Below, we’ve used some examples to show how these apply.

First-time buyer on a property purchase of £525,000

First-time buyer relief is now lost on property purchases of over £500,000 so standard home mover rates apply.

  1. 0-£125,000: £0
  2. £125,000-£250,000: 2pc on £125,000 totalling £2,500
  3. £250,000-£525,000: 5pc on £275,000 totalling £13,750

Total stamp duty owed: £16,250

Home-mover on a property purchase of £1,250,000

  1. 0-£125,000: £0
  2. £125,000-£250,000: 2pc on £125,000 totalling £2,500
  3. £250,000-£925,000: 5pc on £675,000 totalling £33,750
  4. £925,000-£1,250,000: 10pc × £325,000 totalling £32,500

Total stamp duty owed: £68,750

Second home purchase on a property purchase of £1,250,000

  1. 0-£125,000: 5pc × £125,000 totalling £6,250
  2. £125,000-£250,000: 7pc × £125,000 totalling £8,750
  3. £250,000-£925,000: 10pc × £675,000 totalling £67,500
  4. £925,000-£1,250,000: 15pc × £325,000 totalling £48,750

Total stamp duty owed: £131,250

Who is eligible for exemptions?

Stamp duty is paid by nearly all residential property buyers purchasing homes worth more than £125,000. These rates are different for first-time buyers, who pay stamp duty on homes worth more than £300,000.

However, there are exceptions.

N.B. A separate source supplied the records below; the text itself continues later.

PR #1238, opened 2021-04-05
add support for uniform body forces for IB structures

boyceg:
### IBAMR Pull Request Checklist
- [x] Does the test suite pass?
- [X] Was clang-format run?
- [X] Were relevant issues cited? Please remember to add `Fixes #12345` to close
      the issue automatically if we are fixing the problem.
- [x] Is this a change others will want to know about? If so, then has a
      changelog entry been added?
- [X] If new data structures have been added to a class then have they been set
      up appropriately for restarts? If so, ensure that the restart version
      number is incremented.
- [x] Does this change include a bug fix or new functionality? If so, a new test
      or tests should be added. New tests should run quickly (less than a minute
      in release mode). If possible, an older test should gain a new option so
      that we do not need to compile more test executables.
- [X] Did you (if your account has permission to do so) set relevant labels on
      GitHub for the pull request?

PR #1498, opened 2022-10-20
Fix initialization of director vectors for gIB.

abarret:
From #1238, the retrieval of director vectors was changed in a way that's incompatible with `IBStandardInitializer`. @boyceg, do you remember the reason this was changed? If directors aren't initialized, should we return an arbitrary set of vectors, or should we throw an error?

I'll work on a test for `IBStandardInitializer`.

- [x] Was clang-format run?
      changelog entry been added?
      number is incremented.
      GitHub for the pull request?


boyceg:
I cannot remember. I guess it was to fix some bug? Looks like we may need more gIB tests. 😬

abarret:
I've changed the director vector retrieval function to output a warning if vectors are not set. This should be a loud warning in the log file that something is probably incorrect. I can't imagine a scenario when anyone would want to use gIB without first setting director vectors. I've also updated the test to supply vectors.

src/IB/IBRedundantInitializer.cpp
```diff
@@ -1496,8 +1496,11 @@ IBRedundantInitializer::getVertexBdryMassSpec(const std::pair<int, int>& point_i
 const std::vector<double>&
 IBRedundantInitializer::getVertexDirectors(const std::pair<int, int>& point_index, const int level_number) const
 {
-    if (!d_init_director_and_rod_on_level_fcn)
+    if (static_cast<size_t>(point_index.second) >= d_directors[level_number][point_index.first].size())
     {
+        TBOX_WARNING("Could not find enough director vectors on level " << level_number << " for structure "
+                                                                        << point_index.first << "\n"
+                                                                        << "Using the standard basis.\n");
```
boyceg, line 1503: This seems a little opaque; maybe something like:
```suggestion
                                                                        << "Initializing director vectors to the standard basis.\n");
```
Also, is it all directors for the structure?
```suggestion
                                                                        << "Initializing all director vectors for structure " << point_index.first  << " on level " << level_number << " to the standard basis.\n");
```

src/IB/IBRedundantInitializer.cpp
```diff
@@ -1496,8 +1496,11 @@ IBRedundantInitializer::getVertexBdryMassSpec(const std::pair<int, int>& point_i
 const std::vector<double>&
 IBRedundantInitializer::getVertexDirectors(const std::pair<int, int>& point_index, const int level_number) const
 {
-    if (!d_init_director_and_rod_on_level_fcn)
+    if (static_cast<size_t>(point_index.second) >= d_directors[level_number][point_index.first].size())
     {
+        TBOX_WARNING("Could not find enough director vectors on level " << level_number << " for structure "
```
boyceg, line 1501: Instead of emitting a warning, how about just emitting an error?

It seems like we should require that the correct number of director vectors is always provided, or perhaps allow for a special case in which _no_ directors are provided --- and in that case alone default to the standard basis vectors.

abarret: We do a lot of error checking when we read the input files (or run the function) to make sure everything is consistent sizes, e.g. `num_vertex == num_directors`. This warning will only be emitted if no directors are registered (either through input file or function), and then it will be emitted as many times as there are vertices. The idea was to make the log file clear that something is almost definitely wrong.

I think emitting an error is the best thing to do. The only situation in which initializing directors to the standard basis is valid is if the structure's tangential vector is in the z-direction.

boyceg: I guess the other option would be to initialize the directors so that the structure is in equilibrium...?

boyceg:
@abarret are there more fixes needed?

abarret:
I need to put together a test for `IBStandardInitializer`, but this is the only fix needed to get gIB working. I need to change the warning to an error.

abarret:
This is ready. I've added another test for the `ib_body_force_kirchhoff` test that uses `IBStandardInitializer`.

src/IB/IBRedundantInitializer.cpp
```diff
@@ -1496,11 +1496,9 @@ IBRedundantInitializer::getVertexBdryMassSpec(const std::pair<int, int>& point_i
 const std::vector<double>&
 IBRedundantInitializer::getVertexDirectors(const std::pair<int, int>& point_index, const int level_number) const
 {
-    if (!d_init_director_and_rod_on_level_fcn)
-    {
-        static std::vector<double> II = { 1.0, 0.0, 0.0, 0.0, 1.0, 0.0, 0.0, 0.0, 1.0 };
-        return II;
-    }
+    if (static_cast<size_t>(point_index.second) >= d_directors[level_number][point_index.first].size())
```
boyceg, line 1499: 👍

boyceg (approved):
👍

PR #1499, opened 2022-10-23
Implement composite, analytically divergence-free B-spline kernels

boyceg:
This is intended to provide the noninterpolatory divergence-free kernels from https://doi.org/10.1016/j.jcp.2022.111500.

- [x] Was clang-format run?
      changelog entry been added?
      number is incremented.
      GitHub for the pull request?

You won’t pay stamp duty if:

  • You inherit a property in a will – even if you’re taking on an outstanding mortgage. However, you may need to pay inheritance tax, and inheriting a property (or even a portion of a property) will mean you lose your first-time buyer status if you buy a property at a later date.
  • Property ownership is transferred due separation or divorce.
  • You buy a freehold property for less than £40,000

You can find more information about exemptions on the government website.

Stamp Duty Land Tax relief

As stated by HMRC, certain transactions qualify for Stamp Duty Land Tax relief reducing the amount of tax you have to pay, including:

  • First-time buyers
  • Employers buying an employee’s home
  • Transfer of property between companies
  • Right to Buy properties

Prior to June 2024, multiple dwellings relief (MDR) could be claimed when purchasing multiple residential properties in a single transaction. However, this relief has now been abolished, apart from transactions where:

  • Contracts were exchanged on or before 6 March 2024
  • Contracts were substantially performed before 1 June 2024
  • Contracts complete before 1 June 2024.

Stamp duty FAQs

When do you have to pay stamp duty?

Stamp duty has to be paid within 14 days of completing a house purchase, and it will often be handled by your solicitor or conveyancer – but you can do it yourself.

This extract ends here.